■ Zur Einkehr: Bei Hanni
Gröpelingen, Sonntag mittag, zwei Grad minus. Die Straßen ohne Menschen, es sei denn, sie sehen aus wie – in Ostberlin. Zwischen den Häusern und auf der Straße liegen: Die schicken gelben Umweltsäcke, für die Mülltrennungsdeutschland so lange gekämpft hat – diesmal hat die leider wieder keiner abgeholt. Weswegen sie in Dutzendstärke Haufen bilden.
Alles hat zu. Oder besser gesagt: Nichts hat erkennbar geöffnet. Das Leben spielt sich hinter Butzenscheiben ab. Die Gröpelinger verbringen einen Tag, an dem es nicht richtig hell werden möchte, lieber gleich im Dustern. Wo sie sich gewohnt eloquent gebärden können. Wer das nicht hören will, kann's auch lesen. Beispiele geben da nicht zuletzt die Tags an der örtlichen „Comet“-Ladenketten-Dependance (“Haut ab, Konsum-Asis“).
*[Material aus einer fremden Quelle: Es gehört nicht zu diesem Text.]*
Issue #231, opened 2018-06-01
Support verbosity + 3d in all apply loops


ambrosejcarr:
Change the baseclasses to enable pipeline components to receive the following boolean flags:
- [ ] `verbose`
- [ ] `is_volume`

ambrosejcarr:
Closed by #365

PR #232, opened 2018-06-01
Ajc local max peak finder

ambrosejcarr:
This PR is a work-in-progress which I'm putting this up because I'd **like comments on the notebook** prior to giving it to Brian. Please don't feel the need to review the code. 

In terms of code and functionality changes, this PR:

1. Adds an `allen_smFISH` notebook that mimics the allen_smFISH pipeline through peak finding. It's final output is to produce `SpotAttributes` tables for each channel that match the specification. It does not currently decode, although this would be easy to write a simple function for it, since smFISH has simple decoding. 
2. Puts the `allen_smFISH` data onto s3 and fetches it from the notebook
3. Adds a `LocalMaxPeakFinder`
4. Adds 3d support for low-pass gaussian filtering. 
5. Adds a verbose tag to apply for all functions used in `allen_smFISH` that provides updates on how much of the apply loop is complete
6. Adds the ability to visualize called spots on top of the pageable `show_stack` output. The spots show on the relevant z-plane, since this pipeline does spot calling in 3d. Note that the widget does not load in github, you'll need to follow the (updated) installation instructions for the widget, then run the notebook locally to see how that works. 
7. Adds missing documentation to many objects that are exposed in the notebook. 
8. Fixes a few dumb untested errors that I introduced when trying to make mypy happy. 

Things that should be improved: 
- This PR cuts a few corners on type hinting and currently fails mypy.
- Working through the notebook shows that I need better support for user-defined dynamic range adjustment (see the TODO in the notebook, I'll do this tomorrow, it should not be a hard change). 
- I thought this would be less work, and therefore didn't think ahead and parcel out the commits. As a result, there's a big diff here. Sorry Tony.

Der Eishölle Gröpelingens entfliehen: Die Straße runter, vorbei an der AHD (Ambulante Haushaltshilfe) und angeklopft „Bei Hanni“, der grüngestrichenen Kneipe an der Hauptstraße. Das Industriegelände des Hafens fängt da vorne an. Da zieht's noch mehr.
Tür braun, Inneneinrichtung rustikal braun, an Hannis Tresen eine Menschentraube. Aus der Box nuschelt der Pop-Sänger Sting. Neben der Eingangstür, luftlöcherstarrend, ein Rentner, der kein Bier (0,2 gleich 1,80) mehr im Glas hat. Merkt das keiner?
Am Tresen nicht mehr. Dort sind sie ja auch ganz dicht zusammengerückt, die Männer, die dem Proletariat mittels Kleinwagenbesitz glücklich entkommen zu sein scheinen, mit ihren Freundinnen.
Es wird merklich ruhiger, als die zwei Fremden sich an einem freien Tisch mit Blumenstrauß und Spitzendeckchen niederlassen. Die heutige „Hanni“-Darstellerin kommt. Mitte fünfzig, beige Bluse, braune Hose, rotgefärbte Lockenimitate. In der Hand eine fast leere 1,5 Liter-Flasche Klaren - die Bestellung:
„Was?“
„Tee, bitte.“
„Nee.“
„Kaffee auch nicht?“
„Mmm-hmmm.“
„Kakao?“
„?“
„Überhaupt was Warmes?“
„Was?“
Gröpelingen geht's auch 1998 nicht so gut. Zu befürchten steht, daß unrentable Linien der Verkehrsbetriebe im Zuge von Sparmaßnahmen eingestellt werden könnten. Obwohl die Haltestelle keine 30 Meter von „Hanni“entfernt ist – Öffnungszeiten standen bei Redaktionsschluß noch nicht fest.